I always make a checkerboard pattern(See avatar)(M2 S2 E2) on my cube before hand scrambling... so no cross pieces are touching centers and no easy F2L pairs... then it takes me 15 seconds.


----------



## Rozir (Jun 7, 2009)

yeh scrambling is annoying, but i think mixing bigger cubes are funner, more different moves u can do to mix it, 3x3 and 2x2 are just the same moves though you can mix them up in like 10 seconds or less

i never tryed timeing myself, i would just put on a timer and turn it randomly for like 20seconds, that would ensure a good mix

yeh when my bro mixes my 3x3 he always gives me an easy cross (like 2/4 all ready down)

i always get a better time when he mixes lol


----------



## royzabeast (Jun 7, 2009)

jacob15728 said:


> Scrambling your cube is like dragging a sled back up a hill.

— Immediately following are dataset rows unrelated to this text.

PR #239, opened 2026-05-18
Makefile: avoid broad wildcards in clean

jameshilliard:
The clean target currently removes every *.bin, *.elf, *.sunxi, *.nm and *.orig file in the source directory. That can delete unrelated files placed in the tree, such as downloaded binaries or local test artifacts.

Replace those broad wildcards with an explicit list of files generated by this Makefile. Also include sunxi-script_extractor, which has an explicit build rule but was not previously listed in the clean target.

### DIFF
--- a/Makefile
+++ b/Makefile
@@ -53,6 +53,10 @@ MISC_TOOLS = phoenix_info sunxi-nand-image-builder
 # ARM binaries and images
 # Note: To use this target, set/adjust CROSS_COMPILE and MKSUNXIBOOT if needed
 BINFILES = jtag-loop.sunxi fel-sdboot.sunxi uart0-helloworld-sdboot.sunxi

That is such an awesome analogy. Too bad I can't use it in Cali. I'll like turn into climbing up the diving board, or walking your bike up hill, or my semi-own analogy, the commercials on TV during the best show ever.


----------



## kjcellist (Jun 7, 2009)

Yeah, whenever I scramble my cubes, I have this habit of making the scramble too easy. Then I have to close my eyes and re-scramble it.

It's kind of ironic though because before I could actually solve a Rubik's cube, I thought scrambling a cube for someone else was really fun. Now, it's like a chore.


----------



## brainK (Jun 10, 2009)

to me, it's just boring


----------